Top of Records for processing

PR #3726, opened 2026-08-19
fix(mobile): echo the server's CSRF token so the session can actually refresh (#3723)

### LINKED ISSUE #3723: [Mobile] Session cannot refresh: client sends a fixed CSRF header while the server sets a random CSRF cookie
## Summary

The mobile client sends a fixed CSRF header value while the server issues a random CSRF cookie, so `POST /auth/refresh` fails CSRF validation whenever the native cookie store actually works. With a 15-minute access token that means the app returns to the login screen roughly every 15 minutes.

Observed on a self-hosted deployment: after signing in, `/api/v1/mobile/*` requests begin returning **401** and the user is sent back to username/password + TOTP.

## The mechanism

Mobile sets the CSRF header to the literal `1` on every non-GET request:

```ts
// apps/mobile/src/services/api.ts
const CSRF_HEADER_NAME = 'x-breeze-csrf';
const CSRF_HEADER_VALUE = '1';
```

Login sets a **random** CSRF cookie alongside the refresh cookie (`setRefreshTokenCookie`, `randomBytes(32).toString('hex')`).

`validateCookieCsrfRequest` then has two paths:

```ts
const csrfCookie = getCookieValue(c.req.header('cookie'), CSRF_COOKIE_NAME);
if (!csrfCookie) {
  // Backward compatibility for non-browser clients that do not expose cookie APIs.
  if (csrfHeader === '1' && !isBrowserSignal) {
    return null;                       // ← passes only when the cookie is ABSENT
  }
  return 'Missing CSRF cookie';
}
if (!safeCompareTokens(csrfHeader, csrfCookie)) {
  return 'Invalid CSRF token';         // ← '1' vs random  →  refresh rejected
}
```

The `'1'` compatibility bypass is reachable **only when the CSRF cookie is missing**. React Native's fetch requests cookie handling explicitly (`credentials: 'include'`) and the native networking layer maintains a cookie store, so once that store returns the CSRF cookie the client takes the second branch and fails.

The bypass is therefore self-defeating: it exists for clients that "do not expose cookie APIs", but the client it targets *does* receive the cookie — it simply cannot read it to echo the value back.

## Why the session cannot recover

`resolveRefreshToken` accepts the refresh token from the cookie only:

```ts
export function resolveRefreshToken(c: Context): string | null {
  return getCookieValue(c.req.header('cookie'), REFRESH_COOKIE_NAME);
}
```

There is no body, `Authorization`, or header fallback, and `toPublicTokens()` deliberately omits the refresh token from the login JSON, so a native client has nothing to persist. The mobile app stores no refresh token in SecureStore (its keys are the auth token, user, biometric flag, server URL, onboarding flag, approver credential id, the approvals cache, and an install id).

So when refresh fails there is no second path back to a session — only a full re-login.

## Suggested fix

Either would work; the first is smaller:

1. **Let the client echo the CSRF cookie.** Drop `HttpOnly` on the CSRF cookie (it is already a non-secret double-submit token), and have mobile read and send its value instead of `1`.
2. **Accept a refresh token from the request body or an `Authorization` header** for non-browser clients, and persist it in SecureStore. This also removes the dependency on native cookie persistence across cold launches, which is documented as unstable in React Native.

## What would disprove this

A packet capture from a cold app launch showing `/auth/refresh` sent **without** the CSRF cookie (in which case the `'1'` bypass applies and the failure lies elsewhere), or evidence that the native store never returns that cookie on either platform.

I have not captured the request cookies on-device — this is a static reading of the two code paths plus the observed 401s. Happy to instrument a build and attach a capture if that would help.

## Environment

- Self-hosted, `JWT_EXPIRES_IN=15m`, `REFRESH_TOKEN_EXPIRES_IN=7d`
- iOS, app built from `main`

bdunncompany:
Fixes #3723.

The mobile client sends a fixed `x-breeze-csrf: 1` on every write, while the server issues a **random** `breeze_csrf_token` cookie at login. `validateCookieCsrfRequest` accepts the literal only when that cookie is **absent**:

```ts
if (!csrfCookie) {
  if (csrfHeader === '1' && !isBrowserSignal) return null;   // no-cookie path
  return 'Missing CSRF cookie';
}
if (!safeCompareTokens(csrfHeader, csrfCookie)) {
  return 'Invalid CSRF token';                               // '1' vs random
}
```

React Native's networking layer keeps its own cookie store and the client already asks for it with `credentials: 'include'`. So once login has happened the cookie **is** sent back, the fixed header fails the compare, and `/auth/refresh` is rejected. Because `resolveRefreshToken` reads the refresh token from the cookie only — no body or `Authorization` fallback, and `toPublicTokens()` deliberately keeps it out of the login JSON — there is nothing to retry with. The session ends at the access-token TTL and the user signs in again.

The compatibility path is self-defeating: it exists for clients that "do not expose cookie APIs", but the client it targets *receives* the cookie and simply never read it.

## The fix

The CSRF cookie is deliberately **not** HttpOnly (only the refresh cookie is), so the client can read and echo it. `services/csrfToken.ts` owns that token.

The parts worth reviewing:

**`cleared` is a distinct signal from `absent`.** Sign-out and a rejected refresh emit an empty `Max-Age=0` cookie. Treating that as "no information" would leave a stored token alive after the cookie jar dropped it — the client would then send a real-looking token with *no* cookie, which the no-cookie path rejects. That swaps one login loop for another, so a clear must drop our copy too.

**Last occurrence wins.** A clear and a re-set can be folded into one `set-cookie` value; resolving to the clear would discard the fresh token.

**Writes are serialised.** Two concurrent rotations could otherwise persist an older token than the cookie jar holds, which only shows up after a restart.

**Self-healing.** A response whose error mentions CSRF drops the stored token so the next request bootstraps. This covers the cases the client cannot otherwise detect — SecureStore survives an iOS reinstall while the cookie jar does not, so a stale token can outlive its cookie.

**`clearCsrfToken` does not swallow its keychain error**, so a failed wipe still surfaces through `clearAuthData`'s `SecureWipeError` rather than looking clean.

## What is not verified

Whether `response.headers.get('set-cookie')` is readable under Expo SDK 57's fetch. Expo installs `expo/fetch` as global fetch unless `EXPO_PUBLIC_USE_RN_FETCH=1`, and some fetch implementations do not expose `Set-Cookie`. I have not captured this on a device.

**The change is written so that does not matter for safety:** if the header is unreadable the client never learns a token, keeps sending `1`, and behaves exactly as it does today. The failure mode is "no improvement", not "worse". If a maintainer knows which fetch ships in SDK 57 and whether it surfaces that header, that would settle whether this is sufficient on its own.

## The alternative, if this is not sufficient

Accept the refresh token from a request body field or `Authorization` header for non-browser clients and persist it in SecureStore. That removes the dependency on native cookie persistence across cold launches entirely, and is the more robust fix — but it is a server-side auth change and felt like the maintainer's call rather than something to arrive unannounced in a PR. Happy to do it if preferred.

## Verification

Node 22.23.2 (matching `.nvmrc`), the two commands `test-mobile` runs:

```
pnpm test --filter=breeze-mobile   32 files, 339 passed | 3 skipped
pnpm exec tsc --noEmit             exit 0
```

17 tests cover the token module directly: cookie parsing (folded headers, percent-encoding, the near-miss `breeze_portal_csrf_token`), the cleared-vs-absent distinction, last-occurrence-wins, bootstrap fallback, cross-process persistence, concurrent-rotation ordering, self-heal, and the non-swallowed wipe failure.

## Review history

An adversarial review of the first revision found four defects, all fixed above. The most serious: the first version ignored the clearing cookie, which would have stranded a stale token after any 401 and produced a *different* permanent login loop. It also flagged the write-ordering race, the swallowed wipe error, and the iOS-reinstall case that motivated the self-heal.

### DIFF
--- a/apps/mobile/src/services/api.ts
+++ b/apps/mobile/src/services/api.ts
@@ -4,6 +4,12 @@ import * as Sentry from '@sentry/react-native';
 import { getServerUrl } from './serverConfig';
 import { getOrCreateInstallationId } from './installationId';
 import { fetchWithTimeout } from './fetchWithTimeout';
+import {
+  applyCsrfSignal,
+  forgetCsrfToken,
+  getCsrfHeaderValue,
+  readCsrfCookie,
+} from './csrfToken';
 
 export const FALLBACK_API_BASE_URL =
   process.env.EXPO_PUBLIC_API_URL || 'http://localhost:3001';
@@ -215,7 +221,10 @@ async function requestWithPrefix<T>(
   }
 
   if (!['GET', 'HEAD', 'OPTIONS'].includes(method)) {
-    (headers as Record<string, string>)[CSRF_HEADER_NAME] = CSRF_HEADER_VALUE;
+    // Echo the server's double-submit token. Sending the fixed bootstrap value
+    // once the CSRF cookie exists fails `safeCompareTokens` server-side and
+    // rejects every refresh, which ends the session at the access-token TTL.
+    (headers as Record<string, string>)[CSRF_HEADER_NAME] = await getCsrfHeaderValue();
   }
 
   // Always send the per-install id so the API can recognise this phone. This
@@ -247,6 +256,13 @@ async function requestWithPrefix<T>(
     timeoutMs
   );
 
+  // The server sets a fresh CSRF cookie on login and refresh, and clears it on
+  // sign-out or a rejected refresh. It is deliberately not HttpOnly so a native
+  // client can read and echo it. A `cleared` signal must drop our copy too —
+  // holding a token whose cookie is gone fails the server's no-cookie path,
+  // which accepts only the bootstrap literal.
+  await applyCsrfSignal(readCsrfCookie(response.headers.get('set-cookie')));
+
   if (!response.ok) {
     const body = await response.json().catch(() => ({} as Record<string, unknown>));
     const code = typeof body.code === 'string' ? body.code : undefined;
@@ -254,11 +270,22 @@ async function requestWithPrefix<T>(
       const reason = typeof body.reason === 'string' ? body.reason : null;
       notifyDeviceBlocked(reason);
     }
+    // Self-heal a token the server will not accept. The stored value can
+    // outlive its cookie — SecureStore survives an iOS reinstall while the
+    // cookie jar does not — and if `set-cookie` is not readable on this runtime
+    // we would never have learned a good one. Forgetting it makes the next
+    // request bootstrap with the literal the no-cookie path accepts, so the
+    // client recovers instead of looping.
+    const message =
+      (typeof body.error === 'string' && body.error)
+      || (typeof body.message === 'string' && body.message)
+      || 'An error occurred';
+    if (/csrf/i.test(message)) {
+      await forgetCsrfToken();
+    }
+
     const error: ApiError = {
-      message:
-        (typeof body.error === 'string' && body.error)
-        || (typeof body.message === 'string' && body.message)
-        || 'An error occurred',
+      message,
       code,
       statusCode: response.status
     };
--- a/apps/mobile/src/services/auth.test.ts
+++ b/apps/mobile/src/services/auth.test.ts
@@ -16,9 +16,23 @@ vi.mock('@sentry/react-native', () => ({
   captureException: (...a: unknown[]) => sentry.captureException(...a),
 }));
 
+// The CSRF wipe goes through its owning module, not SecureStore directly, so it
+// is invisible to the deleteItemAsync assertions above and needs its own mock.
+const csrf = {
+  clearCsrfToken: vi.fn(),
+};
+vi.mock('./csrfToken', () => ({
+  // auth.ts imports the canonical key from here too, so the factory must supply
+  // it — otherwise the deletions entry is keyed `undefined` and the wipe-failure
+  // report names nothing.
+  CSRF_TOKEN_KEY: 'breeze_csrf_token',
+  clearCsrfToken: (...a: unknown[]) => csrf.clearCsrfToken(...a),
+}));
+
 beforeEach(() => {
   secureStore.deleteItemAsync.mockReset().mockResolvedValue(undefined);
   sentry.captureException.mockReset();
+  csrf.clearCsrfToken.mockReset().mockResolvedValue(undefined);
 });
 afterEach(() => vi.restoreAllMocks());
 
@@ -31,6 +45,31 @@ describe('clearAuthData', () => {
 
     const keys = secureStore.deleteItemAsync.mock.calls.map((c) => c[0]);
     expect(keys).toContain('breeze.applock.state.v1');
+  });
+
+  it('removes the CSRF token, so the next account cannot inherit a stale double-submit value', async () => {
+    // The token is account-scoped: a survivor hands the next account a value
+    // that fails every write. This assertion is deliberately separate from the
+    // deleteItemAsync checks — the wipe runs through clearCsrfToken(), so it
+    // would not show up there even if it were working.
+    await clearAuthData();
+
+    expect(csrf.clearCsrfToken).toHaveBeenCalledTimes(1);
+  });
+
+  it('reports the real CSRF key when its wipe fails, and still runs every other delete', async () => {
+    // The failure path is the one that matters: a surviving CSRF token is only
+    // discoverable if SecureWipeError names the key that actually failed. This
+    // also pins the key to the module's exported constant, so renaming it there
+    // cannot silently leave this reporting a stale literal.
+    csrf.clearCsrfToken.mockRejectedValue(new Error('keychain locked'));
+
+    await expect(clearAuthData()).rejects.toBeInstanceOf(SecureWipeError);
+
+    const keys = secureStore.deleteItemAsync.mock.calls.map((c) => c[0]);
+    expect(keys).toContain('breeze_auth_token');
+    expect(keys).toContain('breeze.applock.state.v1');
+    expect(sentry.captureException).toHaveBeenCalled();
   });
 
   it('removes the auth token, the stored user, and the persistent approvals cache', async () => {
--- a/apps/mobile/src/services/auth.ts
+++ b/apps/mobile/src/services/auth.ts
@@ -3,6 +3,7 @@ import * as Sentry from '@sentry/react-native';
 import type { User } from './api';
 import { APPROVAL_CACHE_KEY, clearApprovalCacheOrThrow } from './approvalCache';
 import { APP_LOCK_STATE_KEY } from './appLockState';
+import { CSRF_TOKEN_KEY, clearCsrfToken } from './csrfToken';
 
 const TOKEN_KEY = 'breeze_auth_token';
 const USER_KEY = 'breeze_user';
@@ -120,6 +121,9 @@ export async function clearAuthData(): Promise<void> {
     // on the next launch and the leftover record waves it straight past the
     // lock. Deleting is the fail-secure direction — an absent record locks.
     { key: APP_LOCK_STATE_KEY, run: () => SecureStore.deleteItemAsync(APP_LOCK_STATE_KEY) },
+    // The CSRF token is account-scoped: leaving it behind would hand the next
+    // account a stale double-submit value that fails every write.
+    { key: CSRF_TOKEN_KEY, run: () => clearCsrfToken() },
   ];
 
   const results = await Promise.allSettled(deletions.map((d) => d.run()));
--- a/apps/mobile/src/services/csrfToken.test.ts
+++ b/apps/mobile/src/services/csrfToken.test.ts
@@ -1,6 +1,15 @@
 import { describe, it, expect, vi, beforeEach } from 'vitest';
 
 const store = new Map<string, string>();
+// csrfToken now reports read failures directly to Sentry (it cannot use
+// lib/errorReporting without an api -> csrfToken import cycle), and the real
+// @sentry/react-native is a Flow source this .ts-only suite cannot parse.
+const sentry = { captureException: vi.fn(), captureMessage: vi.fn() };
+vi.mock('@sentry/react-native', () => ({
+  captureException: (...a: unknown[]) => sentry.captureException(...a),
+  captureMessage: (...a: unknown[]) => sentry.captureMessage(...a),
+}));
+
 vi.mock('expo-secure-store', () => ({
   WHEN_UNLOCKED_THIS_DEVICE_ONLY: 'wutdo',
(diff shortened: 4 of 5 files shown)


bdunncompany:
Heads-up: this will conflict with #3746, and the resolution is additive.

Both branches start from the same `auth.ts` blob (`becd7670a0`) and both append an entry to the **same** `deletions` array in `clearAuthData`, at the same position right after `APPROVAL_CACHE_KEY` — #3746 adds `APP_LOCK_STATE_KEY`, this one adds the CSRF token. Both also add an import at the top of the file. Whichever lands second gets a conflict.

The two are complementary rather than competing: both are "register this key so it gets wiped on logout", and the merged result should keep both entries. Same reasoning in each case, that a survivor of a partial wipe is worse than a redundant delete.

Happy to rebase this one on top once #3746 lands, since that ordering leaves you nothing to resolve. Say the word if you'd rather take this first and rebase that instead.

No other overlap: I checked all six of my open mobile PRs against #3746 and #3747 and `apps/mobile/src/services/auth.ts` is the only shared file.

bdunncompany:
Rebased onto `b7776f55e` now that #3746 has landed, so there's nothing for you to resolve.

**The conflict resolved additively**, as expected — both branches appended to the same `deletions` array in `clearAuthData`. Kept both entries, app-lock first (main's order), CSRF after. Neither is conditional on the other and `Promise.allSettled` doesn't order them, so they're independent.

Two things came out of reviewing my own resolution that were worth fixing:

**1. I had duplicated the storage key.** My original carried a local `const CSRF_TOKEN_STORE_KEY = 'breeze_csrf_token'` in `auth.ts` purely to label wipe failures. That's a copy that can drift: rename the key in `csrfToken.ts` and `SecureWipeError`/Sentry would report a literal that no longer exists — and the report is the only way a surviving token is ever noticed. `csrfToken.ts` kept its real key private (`CSRF_TOKEN_KEY`, separate from the exported `CSRF_COOKIE_NAME` that happens to share the value), so I've exported it and `auth.ts` now imports the canonical constant instead of redeclaring it.

**2. The wipe had no failure-path test.** `toHaveBeenCalledTimes(1)` only proved wiring. Added a rejection test asserting `SecureWipeError` is thrown, the other deletes still run, and Sentry is notified — the failure path is the one that matters, since a surviving account-scoped token is only discoverable through that report.

**Verified, with controls rather than just a green run:**

- `pnpm test` 419 passed / 3 skipped / 35 files (417 before these two tests), `tsc --noEmit` clean
- removing the `{ key: CSRF_TOKEN_KEY, run: () => clearCsrfToken() }` line fails **exactly** the two new tests, exit 1
- removing `CSRF_TOKEN_KEY` from the test's module factory fails the whole `clearAuthData` suite, so the mock genuinely supplies it and isn't quietly `undefined`

**One thing I deliberately did not touch.** `Promise.allSettled(deletions.map((d) => d.run()))` builds its input eagerly, so a `run()` that threw *synchronously* would escape the aggregation and skip the SecureWipeError/Sentry path entirely. `clearCsrfToken` is `async`, so my entry can't trigger it, and it's pre-existing on main rather than something this PR introduces — flagging it rather than widening the diff. Happy to send it as a separate one-liner (`Promise.resolve().then(d.run)`) if you want it.

ToddHebebrand (commented):
The CSRF scheme here is right and I have no objection to the code. Cookie and header names line up with the server (`breeze_csrf_token` / `x-breeze-csrf`), the CSRF cookie is non-HttpOnly by design while the refresh cookie stays HttpOnly (`apps/api/src/routes/auth/helpers.ts:586,591`), and `safeCompareTokens`/`validateCookieCsrfRequest` are untouched — so double-submit semantics survive and nothing is weakened to make refresh work. The self-heal on a CSRF-rejected response is a good touch.

**I'm holding the merge on one question, because the body says `Fixes #3723` and I can't yet tell whether it does.**

Everything hinges on `response.headers.get('set-cookie')` (`apps/mobile/src/services/api.ts:261`) actually returning the CSRF cookie. The server appends the refresh cookie and the CSRF cookie as two separate `Set-Cookie` headers. Under the modern Fetch spec, `headers.get('set-cookie')` returns only the *first* value rather than a comma-joined string — and if RN's fetch behaves that way, the client would only ever see the refresh cookie and never learn the token. `readCsrfCookie` is written to scan a comma-joined string (`csrfToken.ts:52-68`), so it handles the joined case correctly, but it can't recover a header it was never handed.

You clearly thought about this — the comment at `api.ts:270-275` reasons about `set-cookie` being unreadable and the forget-then-bootstrap recovery. My concern is that the recovery path assumes the server's no-cookie branch accepts the bootstrap literal, but in this scenario the cookie *is* set server-side and merely unreadable client-side, so the server sees a real cookie against a bootstrap header. If that mismatches, we'd loop rather than recover — the same symptom #3723 reports, with more machinery behind it.

This is genuinely not answerable by reading code; it depends on RN's Headers implementation on each platform. Could you grab a device or emulator capture showing `set-cookie` visibility on a real refresh — ideally `getSetCookie()` alongside `get('set-cookie')`? If the header is readable, this merges as-is. If it isn't, the fix needs a different channel for the token and #3723 stays open.

No rush on my end, and nothing here needs code changes yet — I just don't want to auto-close #3723 on a fix we haven't seen work.

bdunncompany:
Good question to hold on, and I can answer most of it from source — the answer changes the shape of what still needs a capture.

**React Native's `fetch` is not the modern native Fetch.** `Libraries/Network/fetch.js` is four lines:

```js
require('whatwg-fetch');
export const fetch = global.fetch;
export const Headers = global.Headers;
```

so `Headers` is **`whatwg-fetch@3.6.20`**, and that polyfill's semantics are the *old* ones you were hoping for rather than the spec behaviour you feared:

```js
// whatwg-fetch 3.6.20, dist/fetch.umd.js:113-118
Headers.prototype.append = function(name, value) {
  var oldValue = this.map[name];
  this.map[name] = oldValue ? oldValue + ', ' + value : value;   // comma-joins
};
```

Response headers are built by `parseHeaders(xhr.getAllResponseHeaders())` (`:549`), which `append`s line by line. So **two `Set-Cookie` lines become one comma-joined value**, which is exactly the shape `readCsrfCookie` was written to scan. The "returns only the first value" behaviour doesn't apply here.

**Two corrections to the plan, though.** `getSetCookie()` **does not exist** in 3.6.20 — I grepped the dist bundle and there's no such method, so that half of the capture would just throw. And this is RN 0.87.0 in my worktree; main is now on 0.86.2 after #3747, so I'd want to confirm the polyfill version didn't move with it before treating this as settled for main.

**What I genuinely cannot answer from source, and where a capture is still the right call:** whether the *native* layer puts `Set-Cookie` into `responseHeaders` at all, and whether it collapses duplicates before JS ever sees them. RN's JS Network layer does no `set-cookie` filtering — I grepped `XMLHttpRequest.js` and all of `Libraries/Network/*.js` and there is none — but `getAllResponseHeaders()` only reformats whatever the platform handed up, and iOS `RCTHTTPRequestHandler` vs Android are separate implementations.

So the narrowed question is: **does `xhr.getAllResponseHeaders()` contain a `set-cookie` line on each platform, and does it contain one line or two?** That's a much smaller thing to capture than a full refresh trace, and it's the only remaining unknown.

I agree on not auto-closing #3723 until that's seen working. Want me to get that capture, or would you rather I drop the `Fixes #3723` from the body so this can merge on its own merits as a correct CSRF implementation, and leave #3723 open until it's demonstrated end to end? I'd lean toward the latter — the code is right either way, and the claim is what's unproven.

ToddHebebrand:
One more from a dedicated silent-failure pass, separate from the `set-cookie` question above.

**`getCsrfHeaderValue`'s bare catch can silently recreate the bug this PR fixes.** `csrfToken.ts:127-139`:

```ts
try {
  const stored = await SecureStore.getItemAsync(CSRF_TOKEN_KEY);
  if (stored) { cached = stored; return stored; }
} catch {
  // fall through to bootstrap
}
return CSRF_BOOTSTRAP_VALUE;
```

The catch treats *any* SecureStore failure the same as "no value stored" — a locked keychain, an OS-level error, a corrupted item. In that case we send the bootstrap literal while a real CSRF cookie exists on the request, which is exactly the mismatch that fails `safeCompareTokens`, so refresh gets rejected and the user is bounced. Silently, with no log, and looking identical to #3723's original symptom.

The `?? bootstrap` fallback is right for the genuine first-run case — the issue is only that an error is being folded into it. Distinguishing the two costs a line: report the error before falling through, so a keychain problem is diagnosable instead of presenting as a mystery logout. Worth pairing with a `forgetCsrfToken()` on that path if a read failure means the cached value can't be trusted either.

Not a blocker on its own — the merge is still held on the `set-cookie` question.

bdunncompany:
Fixed, and rebased onto current main so the stale `x/mod` Trivy red is gone too.

**The bare catch.** You're right that it recreates the bug this PR fixes. A read *failure* and "nothing stored" are different states, and folding them together means a real stored token coexists with us sending the bootstrap literal — genuine cookie against bootstrap header, `safeCompareTokens` fails, refresh rejected, user bounced. #3723's symptom with nothing in the logs to tell the causes apart. The failure is now reported; the `?? bootstrap` fallback is untouched for the genuine first-run case.

Test pins it: restoring the bare catch fails it. 518 pass, `tsc` clean.

**Two deliberate deviations from what you suggested, both with reasons:**

**Reported straight to Sentry, not via `lib/errorReporting`.** That module imports `services/api`, and `api.ts:12` imports this one — routing it there would create `csrfToken → errorReporting → api → csrfToken`. Same constraint I hit on #3727's bulk worker, where I solved it by carrying the errors out to the caller instead; that isn't available here because `getCsrfHeaderValue` returns a string on the request path.

**No `forgetCsrfToken()` on that path.** You suggested pairing it, and I think it's the wrong call here: `cached` is checked *before* the read, so there's no in-memory value to distrust, and a failed read tells us nothing about whether a stored token exists. A temporarily locked keychain would have us delete a perfectly good token and force an avoidable re-bootstrap. The self-heal on a CSRF-rejected response is the right place to discard, and it already exists. Happy to add it if you disagree — it's a one-liner either way.

**One cost worth flagging rather than hiding:** importing Sentry pulls react-native into a module that was previously RN-free (it only imported `expo-secure-store`), so `csrfToken.test.ts` now has to stub `@sentry/react-native` — the same stub `auth.test.ts` already carries. If you'd rather keep this module free of that dependency, the alternative is threading the failure out to `api.ts` and reporting there, at the cost of a more awkward signature.

The `set-cookie` question from your earlier comment is still the open item — my read of `whatwg-fetch@3.6.20` says the comma-join case is what actually applies, and the remaining unknown is whether the native layer surfaces `set-cookie` to `getAllResponseHeaders()` at all.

Bottom of Records for processing

§ Work order: Within the entries, determine the count of lines containing the string "directly" and output it alone.

§ Task output: 3